Action item
Repeat the first line of the listing and each line after it, exactly, through the line containing "Form Fields currently".

-- Dataset excerpts follows --

Issue #2294, opened 2019-03-21
Update label to be string prop-type on terra-form-field


neilpfeiffer:
# Feature Request

## Description
Form Fields currently allow the label to be a `node`, which potentially breaks the display when injecting other non-inline-only text elements (`terra-text`) or has the potential to completely break accessibility if something non-text based would be passed in.

https://github.com/cerner/terra-core/blob/a367ca5fd76861a8c251f1a1bfd20ae542fdbddf/packages/terra-form-field/src/Field.jsx#L50

\
\
Suggested fix is to remove ability for labels to be nodes, and switch to string only, similar to [form-fieldset](https://github.com/cerner/terra-core/blob/a367ca5fd76861a8c251f1a1bfd20ae542fdbddf/packages/terra-form-fieldset/src/Fieldset.jsx#L23). 

`Major Version Bump` -- Will break any consumers who have injected other components and elements into form-field labels as non-standard usages.

## Components affected
form-field
terra-form-checkbox/lib/CheckboxField
terra-form-input/lib/InputField
terra-form-radio/lib/RadioField
terra-form-select/lib/SelectField
terra-form-textarea/lib/TextareaField

JakeLaCombe:
Is there a way we can communicate the design standard to other developers? I've had requests come in wanting to decorate text such as in the option node. If we have a doc that we can link them to that indicates text should always be styled like this, it would help with the migration.

bjankord:
Planning to hold off on this change until around the end of Q2/beginning of Q3 to minimize major version bumps in the Terra UI ecosystem.

PR #2583, opened 2019-08-13
[form-textarea] Added label prop Part-1

### LINKED ISSUE #2570: [axe-core-warning] Ensures every form element has a label
# Bug Report
Accessibility is violated on a few TextArea test pages and had a consumer tell me that they ran into this issue while running their _wdio_ tests as well.

<details>
 <summary>WDIO Axe Error Report</summary>

```
"description": "Ensures every form element has a label",
  "help": "Form elements must have labels",
  "helpUrl": "https://dequeuniversity.com/rules/axe/3.2/label?application=axeAPI",
  "id": "label",
  "impact": "critical",
  "nodes": [
    {
      "all": [],
      "any": [
        {
          "data": null,
          "id": "aria-label",
          "impact": "serious",
          "message": "aria-label attribute does not exist or is empty",
          "relatedNodes": []
        },
        {
          "data": null,
          "id": "aria-labelledby",
          "impact": "serious",
          "message": "aria-labelledby attribute does not exist, references elements that do not exist or references elements that are empty",
          "relatedNodes": []
        },
        {
          "data": null,
          "id": "implicit-label",
          "impact": "critical",
          "message": "Form element does not have an implicit (wrapped) <label>",
          "relatedNodes": []
        },
        {
          "data": null,
          "id": "explicit-label",
          "impact": "critical",
          "message": "Form element does not have an explicit <label>",
          "relatedNodes": []
        },
        {
          "data": null,
          "id": "non-empty-title",
          "impact": "serious",
          "message": "Element has no title attribute or the title attribute is empty",
          "relatedNodes": []
        }
      ],
      "failureSummary": "Fix any of the following:\n  aria-label attribute does not exist or is empty\n  aria-labelledby attribute does not exist, references elements that do not exist or references elements that are empty\n  Form element does not have an implicit (wrapped) <label>\n  Form element does not have an explicit <label>\n  Element has no title attribute or the title attribute is empty",
      "html": "<textarea id=\"auto-resizable\" cols=\"2\" rows=\"2\" class=\"Textarea-module__textarea___2LAQp\" style=\"min-height: 48px; caret-color: transparent;\">Default Value</textarea>",
      "impact": "critical",
      "none": [],
      "target": [
        "#auto-resizable"
      ]
    }
  ],
  "tags": [
    "cat.forms",
    "wcag2a",
    "wcag332",
    "wcag131",
    "section508",
    "section508.22.n"
  ]

```
</details>

## Steps to Reproduce

1. Go to https://engineering.cerner.com/terra-core/tests/terra-form-textarea/form-textarea/auto-resizable-textarea
2. Run the axe test.

### Additional Information
It looks like the rule is being ignored in the _wdio_ tests [1] for TextArea. Is this for a reason?

[1] https://github.com/cerner/terra-core/blob/21630dbf90a05bb93567aeba3a687843ad142246/packages/terra-form-textarea/tests/wdio/form-textarea-spec.js#L1-L3

pranav300:
### Summary
Added `ariaLabel` prop to remove accessibility violations.
Partially resolves #2570


packages/terra-form-textarea/src/Textarea.jsx
```diff
@@ -79,6 +79,10 @@ const propTypes = {
    * functionality such as managing focus, selection, or animations.
    */
   refCallback: PropTypes.func,
+  /**
+   * Value to set for the aria-label.
+   */
+  label: PropTypes.string.isRequired,
```
StephenEsser: Adding a required prop will be a breaking change, this will require a major version bump

packages/terra-form-textarea/src/TextareaField.jsx
```diff
@@ -168,6 +168,7 @@ const TextareaField = (props) => {
         id={inputId}
         onChange={onChange}
         value={value}
+        label={label}
```
StephenEsser: The label for the TextareaField should be handled by the Field wrapper which creates a native `<label>`. Do we always want to supply both? Making the label required within the base Textarea may force our hand.

packages/terra-form-textarea/src/Textarea.jsx
StephenEsser: Thoughts on making this prop `ariaLabel`?

packages/terra-form-textarea/src/TextareaField.jsx
bjankord: We want the aria-label on the input to be non-required. In the field composition, we want the label to be required.

packages/terra-form-textarea/src/Textarea.jsx
bjankord: Let's make this non-required and change the prop to ariaLabel. If people use the TextareaField, we require a label for that component and map it to a label element so the aria-label on the textarea wouldn't be needed. Its only if you render the `<Textarea />` without our `<Field />` composition that the textarea needs to be labelled.

packages/terra-form-textarea/src/TextareaField.jsx
pranav300: Fixed here https://github.com/cerner/terra-core/pull/2583/commits/cba49d48d985f385a4e210fc459814560d02c3b2.

packages/terra-form-textarea/src/Textarea.jsx
pranav300: fixed here https://github.com/cerner/terra-core/pull/2583/commits/cba49d48d985f385a4e210fc459814560d02c3b2.

packages/terra-form-textarea/tests/jest/Textarea.test.jsx
```diff
@@ -122,29 +123,29 @@ it('should not set the textarea to resizable when viewed on browser with msMaxTo
...
   const wrapper = render(textarea);
   expect(wrapper).toMatchSnapshot();
 });
 
 it('should set the ref when refCallback is passed into the component', () => {
   const refCallback = jest.fn();
 
-  const textarea = <Textarea refCallback={refCallback} />;
+  const textarea = <Textarea ariaLabel="label" refCallback={refCallback} />;
   const wrapper = mount(textarea);
```
ShettyAkarsh: No need to update all the tests with this new prop i guess . as this is not the required one here.

packages/terra-form-textarea/src/terra-dev-site/doc/example/Resizable.jsx
```diff
@@ -9,6 +9,7 @@ const ResizableExample = () => (
       size="small"
       defaultValue="I automatically resize as you type in more information (except in mobile)."
       id="resizable"
+      ariaLabel="text-area-label"
```
ShettyAkarsh: Even the docs i would rather update only the some examples with this change. let say small, large and medium size examples.

packages/terra-form-textarea/src/Textarea.jsx
nramamurth: @bjankord 

> Its only if you render the <Textarea /> without our <Field /> composition that the textarea needs to be labelled.

If accessibility is violated without it, then shouldn't it be a required prop?

packages/terra-form-textarea/src/terra-dev-site/doc/example/Resizable.jsx
pranav300: Fixed here https://github.com/cerner/terra-core/pull/2583/commits/0aa2ae3fc943878309d490d58b2707b61e888845.

packages/terra-form-textarea/tests/jest/Textarea.test.jsx
pranav300: Fixed here 0aa2ae3.

packages/terra-form-textarea/src/Textarea.jsx
bjankord: @nramamurth You are correct, when using `<Textarea />` without a label would be an accessibility violation. In a future release, we can make it a required prop, at this time though, we don't want to introduce a breaking change to this package.  

One piece of complexity to work out with making `ariaLabel` a required prop is around a type compatibility issue with the `<TextareaField />` `label` prop. The TexareaField component has [a required `label` prop, however it is set to a node type.](https://github.com/cerner/terra-core/blob/master/packages/terra-form-textarea/src/TextareaField.jsx#L15), where as for `ariaLabel` on the Textarea, we want/need to use a string type. 

If we make `<Texarea />` have a required `ariaLabel`, we need to find some way to get the `label` from `<TextareaField label={<span>Test label</span>}>` down to the `<Textarea />` `ariaLabel` prop. The solution for this is likely [introduce a breaking change](https://github.com/cerner/terra-core/issues/2294) for `<TextareaField />` to take a string for the `label` prop instead of a node so we can cleanly pass that string down to the `<Textarea />` `ariaLabel` prop. 

We'll also want to test with screen readers and see how it reads `<TextareaField label="Test label" />` when that component has both a `<label />` element mapping to the `textarea` and an `ariaLabel` on the `textarea` element.

PR #2589, opened 2019-08-14
Example/Tests file clean up

bjankord:
### Summary
Update config to turn off the following rules in terra-dev-site directory:

```
"import/no-extraneous-dependencies"
"import/no-unresolved"
"import/extensions"
```

Removed all comments disabling these rules.

Update import paths from 
```
import ActionFooter from 'terra-action-footer/lib/ActionFooter';
```
to
```
import ActionFooter from 'terra-action-footer';
```


bjankord:
> The world is a slightly better place now

4fd

bjankord:
@mjhenkes Nah, I just did find and replace in each package.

-- Dataset excerpts concluded --

Written response
Issue #2294, opened 2019-03-21
Update label to be string prop-type on terra-form-field


neilpfeiffer:
# Feature Request

## Description
Form Fields currently allow the label to be a `node`, which potentially breaks the display when injecting other non-inline-only text elements (`terra-text`) or has the potential to completely break accessibility if something non-text based would be passed in.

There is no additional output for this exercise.